We focused on about 270 superdelegates who were sitting Democratic members of the House or Senate. We tracked these members’ endorsements of Clinton or Obama over the course of the 2008 campaign, examining which factors increased or decreased the chance that a member would endorse either candidate on a given day. Constituency support for Obama depressed the chance of a Clinton endorsement, for example.

And as the Obama candidacy strengthened nationally (as measured by political markets data), congressional superdelegates became more likely to announce support for Obama. Other individualized political factors mattered, too. For instance, a member with political connections to Clinton (measured by contributions from Clinton’s PAC) was more likely to endorse Clinton and less likely to endorse Obama. The reverse was true for members with political connections to Obama.

Other researchers who have studied the 2008 case have reached broadly similar conclusions. Looking beyond the delegates who are electorally tied to congressional constituencies, other studies have found connections between state primary voting patterns and superdelegate choices as well as an effect for the trajectory of the national contest.

As in 2008, many superdelegates endorsed Clinton very early in the 2016 cycle. These superdelegates are likely to remain pledged to Clinton as long as the race remains competitive. Our data on congressional superdelegates in 2008 reveals that those who declared early stayed with Clinton until the end. Of the 74 congressional superdelegates who endorsed Clinton in 2007, all but three maintained their endorsement until June 5, 2008 (two days after Obama secured a majority of pledged delegates).
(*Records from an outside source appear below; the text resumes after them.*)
PR #27624, opened 2022-12-23
[FIX] Toast notification ignoring 403 errors

murtaza98:
## Issue(s)

[OC-528](https://rocketchat.atlassian.net/browse/OC-528)
## Further comments

[OC-528]: https://rocketchat.atlassian.net/browse/OC-528?atlOrigin=eyJpIjoiNWRkNTljNzYxNjVmNDY3MDlhMDU5Y2ZhYzA5YTRkZjUiLCJwIjoiZ2l0aHViLWNvbS1KU1cifQ


apps/meteor/packages/rocketchat-i18n/i18n/en.i18n.json
```diff
@@ -4904,6 +4904,7 @@
   "unarchive-room": "Unarchive Room",
   "unarchive-room_description": "Permission to unarchive channels",
   "Unassigned": "Unassigned",
+  "unauthorized": "Not authorized",
```
KevLehman, line 4907: didn't we have translations for this one b4? i kinda remember seeing it lol

apps/meteor/app/utils/client/lib/RestApiClient.ts
```diff
@@ -32,7 +32,7 @@ APIClient.use(async function (request, next) {
 	try {
 		return await next(...request);
 	} catch (error) {
-		if (!(error instanceof Response) || error.status !== 400) {
+		if (!(error instanceof Response)) {
```
KevLehman, line 35: Wouldn't this cause problems with 401s? If the error is swallowed, I think there would be no automatic logout on 401 👀

KevLehman (changes requested):

apps/meteor/packages/rocketchat-i18n/i18n/en.i18n.json
murtaza98: Yeah, we already had another similar translation string i.e. `error-not-authorized`, however, I decided not to use it because there were a lot of test cases like this which were depending on that exact error message. So it seemed a bit simple to just add a new translation, then go around updating all those tests :sweat_smile: 

https://github.com/RocketChat/Rocket.Chat/blob/feature/omnichannel-priorities/apps/meteor/tests/end-to-end/api/00-miscellaneous.js#L576

apps/meteor/app/utils/client/lib/RestApiClient.ts
murtaza98: Any suggestions on how to test this?

murtaza98: Based on this code, it seems like 401 errors will also result in an error being thrown since the promise eventually gets rejected. The only difference between the previous behavior and the new behavior would be that the `e` param would now contain the raw error message returned by the server like in the example of 401, it would be 
```
{
	status: 'error',
	message: 'You must be logged in to do this.',
}
```

Previously it was an instance of `Response` object from the browser 

https://github.com/RocketChat/Rocket.Chat/blob/57b12f3ba07c36383f9e53635744afe32e924904/apps/meteor/app/utils/client/lib/RestApiClient.ts#L46

aleksandernsilva (approved):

But the hopeful news for Sanders supporters is that those who endorsed later, during the 2008 primary season, were most likely to endorse the winner of their primary contest. And most of those who went against the outcome of their state were endorsing Obama, who had emerged as the national leader in pledged delegates.
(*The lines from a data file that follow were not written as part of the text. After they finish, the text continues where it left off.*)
PR #30108, opened 2023-08-17
chore: convert push notifications code to typescript

pierre-lehnen-rc:


apps/meteor/app/push/server/apn.ts
```diff
@@ -1,22 +1,46 @@
...
 
-let apnConnection;
-
-export const sendAPN = ({ userToken, notification, _removeToken }) => {
-	if (typeof notification.apn === 'object') {
-		notification = Object.assign({}, notification, notification.apn);
+let apnConnection: apn.Provider | undefined;
+
+// the definition included in the module does not include the set-only attributes
+class ApnNotification extends apn.Notification {
```
sampaiodiego, line 11: instead of declaring a new class that needs to be used with a type cast later on, I'd actually recommend augmenting the "official" one:
```ts
declare module 'apn' {
	// eslint-disable-next-line @typescript-eslint/naming-convention
	interface Notification {
		setContentAvailable: (value: boolean | 1 | 0) => void;
		category: string | undefined;
		body: string;
		title: string;
	}
}
```

apps/meteor/app/push/server/apn.ts
```diff
@@ -1,22 +1,46 @@
...
+	_removeToken: (token: IAppsTokens['token']) => void;
+}) => {
+	if (!apnConnection) {
+		throw new Error('Apn Connection not initialized.');
 	}
 
 	const priority = notification.priority || notification.priority === 0 ? notification.priority : 10;
 
-	const note = new apn.Notification();
+	const note = new apn.Notification() as ApnNotification;
```
sampaiodiego, line 39:
```suggestion
	const note = new apn.Notification();
```

apps/meteor/app/push/server/apn.ts
```diff
@@ -1,22 +1,46 @@
...
 
 	note.expiry = Math.floor(Date.now() / 1000) + 3600; // Expires 1 hour from now.
-	note.badge = notification.badge;
-	note.sound = notification.sound;
+	note.badge = notification.badge as number; // the module accepts undefined, but is typed wrong
+	note.sound = notification.sound as string; // the module accepts undefined, but is typed wrong
```
sampaiodiego, line 43: even if the type is incorrect, we can make it work:
```suggestion
	if (notification.badge) {
		note.badge = notification.badge;
	}
	if (notification.sound) {
		note.sound = notification.sound;
	}
```

sampaiodiego (changes requested):

apps/meteor/app/push/server/apn.ts
pierre-lehnen-rc: I had done this at first, but ultimately decided to go with the typecast instead, to ensure that undefined values will continue to be set to the attribute.

apps/meteor/app/push/server/apn.ts
pierre-lehnen-rc: Benefits of taking so long to open a PR, I guess. 
When I first wrote this code this augmentation wouldn't work because those attributes only have setters. Typescript 5.1 added support for different types on setters/getters and now this works.

sampaiodiego (approved):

Clinton supporters can take solace in the fact that Clinton now has about 150 more endorsements than she did at the same time in 2008. This support means that she will likely maintain a lead in the total delegate count for some time. As long as expectations remain strong that Clinton will be the nominee, superdelegates are more likely to endorse her unless Sanders wins their local contest by a solid margin.

Overall, we think that the 2008 case cautions against the prediction that superdelegates will play a decisive role in the Clinton-Sanders contest. The rules would, in theory, allow superdelegates to vote overwhelmingly for a candidate who had lost a close national contest for pledged delegates and give the nomination to that candidate. But, in such a scenario, the superdelegates themselves would likely be divided because of conflicting state and district-level results, and the tendency of later endorsers to follow the national trajectory may give an advantage to the candidate who is ahead in the pledged-delegate contest.

None of this detracts from the fact that the early superdelegate endorsers — like other party elites — can help to shape the nomination contest. As the process unfolds, however, superdelegates have strong incentives to follow public input.